### WORK TASK
Could you count how many lines of the data include "scheduled" and answer with the number only?

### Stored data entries
PR #209, opened 2022-07-25
Change logging a bit to log better and more versatile.

artem-shelkovnikov:
Various logging improvements:

1. ElasticConnectorActions do not do any `info` logs any more - only debug. Callers of ElasticConnectorActions now do logging instead in a way they need to.
2. Moved some messages from "info" to "debug"
3. Added summary logging lines in the end of sync that specify number of added/deleted docs.
4. Added a dot in the end of every log line I've found

### DIFF
--- a/lib/app/console_app.rb
+++ b/lib/app/console_app.rb
@@ -49,7 +49,7 @@ module App
       return unless connector_registered?
       puts 'Initiating synchronization NOW...'
       Core::ElasticConnectorActions.force_sync(connector_id)
-      puts "Successfully scheduled an on-demand sync for connector #{connector_id}"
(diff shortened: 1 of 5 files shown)


lib/app/console_app.rb
```diff
@@ -49,6 +49,7 @@ def start_sync_now
       return unless connector_registered?
       puts 'Initiating synchronization NOW...'
       Core::ElasticConnectorActions.force_sync(connector_id)
+      puts "Successfully scheduled an on-demand sync for connector #{connector_id}"
```
wangch079, line 52: This message is a bit confusing.

```suggestion
      puts "Successfully synced for connector #{connector_id}"
```

wangch079 (approved):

### ANSWER TO THE EXERCISE
2